BEGIN DATA

PR #2106, opened 2019-09-18
Add X.509 Certificate Usage_Type::ENCRYPTION

reneme:
This introduces a new entry to the `Usage_Type` enum in x509cert.h: `ENCRYPTION` that translates to "X509v3 Key Usage" containing either "Key Encipherment" or "Data Encipherment".

In our application we would like to check the key usage type as part of `x509_path_validate` rather than adding an extra manual check. However, the implementation of `X509_Certificate::allowed_usage()` states that it is based on [RFC 5280 4.2.1.12](https://tools.ietf.org/html/rfc5280#section-4.2.1.12) which does not explicitly list a fitting category.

END DATA

PROBLEM DESCRIPTION:
Every record shown above should be given back exactly.

SOLUTION:
PR #2106, opened 2019-09-18
Add X.509 Certificate Usage_Type::ENCRYPTION

reneme:
This introduces a new entry to the `Usage_Type` enum in x509cert.h: `ENCRYPTION` that translates to "X509v3 Key Usage" containing either "Key Encipherment" or "Data Encipherment".

In our application we would like to check the key usage type as part of `x509_path_validate` rather than adding an extra manual check. However, the implementation of `X509_Certificate::allowed_usage()` states that it is based on [RFC 5280 4.2.1.12](https://tools.ietf.org/html/rfc5280#section-4.2.1.12) which does not explicitly list a fitting category.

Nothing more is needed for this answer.